À partir de leur pratique quotidienne, les notaires chercheront à identifier les difficultés rencontrées et les situations susceptibles de créer une insécurité juridique.
L’objectif des travaux sera ensuite de formuler des propositions permettant de clarifier les règles fiscales et de sécuriser leur application, aussi bien pour les particuliers que pour les acteurs économiques.
Donation, succession, immobilier : trois grands axes de réflexion
Les travaux du Congrès s’appuieront sur le Rapport 2026, organisé autour de trois grands thèmes.
Le premier sera consacré au rôle du notaire dans la perception de l’impôt et à son évolution au fil du temps.
Le deuxième portera sur les droits de mutation à titre gratuit, qui concernent notamment les donations, les successions et les libéralités.
Le troisième s’intéressera aux droits de mutation à titre onéreux, notamment lors des ventes immobilières ou mobilières et des transmissions de sociétés et d’entreprises.
Des sujets très techniques, mais dont les conséquences sont particulièrement concrètes pour les particuliers et les entrepreneurs.
Plus de 1 300 questions pratiques
Le Rapport du Congrès évolue également cette année dans sa forme.
Il comprendra plus de 1 300 questions-réponses pratiques, destinées à faciliter l’accès aux différentes problématiques fiscales rencontrées dans l’exercice quotidien du notariat.
Cette approche témoigne de l’ambition de cette édition : ne pas seulement réfléchir à la fiscalité dans son principe, mais partir des situations concrètes auxquelles sont confrontés les notaires et leurs clients.
3 500 participants attendus à Lille
Près de 3 500 participants sont attendus pendant les trois jours du Congrès : notaires, universitaires, praticiens, experts et représentants institutionnels.
Le programme prévoit notamment 13 heures de réflexion en séance plénière, 18 heures de formation continue et une centaine d’intervenants.
Le Congrès sera organisé sous un format hybride et pourra ainsi être suivi à Lille ou à distance.
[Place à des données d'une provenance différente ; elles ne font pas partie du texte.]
PR #4683, opened 2025-06-25
Closes #4682:  Refactor parquet-fixed-strings benchmark to use pytest…

### LINKED ISSUE #4682: Refactor parquet-fixed-strings benchmark to use pytest framework
Refactor the `parquet-fixed-strings` benchmark to use the pytest framework.

ajpotts:
## PR: Refactor `parquet-fixed-strings.py` for Pytest-Benchmark Framework

This PR refactors the original script-based benchmark into a parameterized `pytest-benchmark` test for standardized performance testing of fixed-length string reads from Parquet files.

### ✅ Key Improvements

- **Benchmark Group**: `ParquetFixedStrings`
- **Parameters**:
  - `nfiles`: number of files (1, 5, 10)
  - `scaling`: scale down file size per shard (True/False)
  - `fixed`: use `fixed_len` when reading Parquet files (True/False)

- **Benchmark Timing**:
  - Uses `benchmark.pedantic(...)` for consistent trial-based timing
  - Skips during `--numpy` and `--correctness_only` runs

- **Temporary Directory Isolation**:
  - Uses `tmp_path` fixture to write files for isolated test execution

- **Metadata**:
  - Problem size, number of files, fixed flag, scaling, and transfer rates are recorded

- **IO Benchmark File Cleanup**
  - `_remove_files` adds capability to remove directories as well as files.

This provides consistent, scalable performance benchmarking of Arkouda’s Parquet I/O read with fixed-length string options.

Closes #4682:  Refactor parquet-fixed-strings benchmark to use pytest framework

### DIFF
--- a/benchmark_v2/parquet-fixed-strings_benchmark.py
+++ b/benchmark_v2/parquet-fixed-strings_benchmark.py
@@ -1,0 +1,39 @@
+import pytest
+
+import arkouda as ak
+
+
+@pytest.mark.skip_numpy(True)
+@pytest.mark.skip_correctness_only(True)
+@pytest.mark.benchmark(group="Parquet_Fixed_Strings")
+@pytest.mark.parametrize("scaling", [False, True])
+@pytest.mark.parametrize("fixed_len", [1, 8])
+@pytest.mark.parametrize("nfiles", [1, 5, 10])
+def bench_parquet_fixed_strings(benchmark, tmp_path, scaling, fixed_len, nfiles):
+    cfg = ak.get_config()
+    N = pytest.prob_size * cfg["numLocales"] if scaling else pytest.prob_size
+    base_path = tmp_path / f"parq_{'scaled' if scaling else 'flat'}_{nfiles}"
+    base_path.mkdir(parents=True, exist_ok=True)
+
+    strings = ak.random_strings_uniform(fixed_len, fixed_len + 1, N, seed=pytest.seed)
+    numBytes = strings.nbytes
+
+    strings.to_parquet(base_path / "part_0.parquet")
+
+    def run():
+        ak.read_parquet(str(base_path / "part_0_LOCALE0000.parquet"), fixed_len=fixed_len)
+
+    benchmark.pedantic(run, rounds=pytest.trials)
+
+    benchmark.extra_info["description"] = (
+        f"Parquet read performance for fixed-length strings of size {fixed_len}, "
+        f"{'scaling' if scaling else 'non-scaling'} mode from {nfiles} files."
+    )
+    benchmark.extra_info["problem_size"] = N
+    benchmark.extra_info["fixed_len"] = fixed_len
+    benchmark.extra_info["scaling"] = scaling
+    benchmark.extra_info["nfiles"] = nfiles
+    benchmark.extra_info["backend"] = "Arkouda"
+    benchmark.extra_info["transfer_rate"] = "{:.4f} GiB/sec".format(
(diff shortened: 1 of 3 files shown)


benchmark_v2/parquet-fixed-strings_benchmark.py
```diff
@@ -0,0 +1,36 @@
...
+
+import arkouda as ak
+
+
+@pytest.mark.skip_numpy(True)
+@pytest.mark.skip_correctness_only(True)
+@pytest.mark.benchmark(group="Parquet_Fixed_Strings")
+@pytest.mark.parametrize("scaling", [False, True])
+@pytest.mark.parametrize("fixed_size", [1, 8])
+@pytest.mark.parametrize("nfiles", [1])
```
vasslitvinov, line 13: Please reconcile with the PR message that claims:
*  nfiles: number of files (1, 5, 10) [I see only `1`; if the other options are added, this should probably be incorporated into `extra_info["description"]`]
*  scaling: scale down file size per shard (True/False) [this matches]
*  fixed: use fixed_len when reading Parquet files (True/False) [instead I see `fixed_size`]

benchmark_v2/parquet-fixed-strings_benchmark.py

Le conseil fiscal, une dimension essentielle de l’accompagnement notarial
Au-delà des travaux du Congrès, le thème retenu cette année rappelle combien la fiscalité est indissociable de nombreux choix patrimoniaux.
Une donation, une succession, l’acquisition ou la vente d’un bien immobilier ou encore la transmission d’une entreprise ne doivent pas être envisagées sous leur seul aspect juridique. Leurs conséquences fiscales doivent également être anticipées.
Le rôle du notaire est précisément d’apporter cette vision d’ensemble afin d’éclairer les choix de ses clients et de sécuriser les opérations envisagées.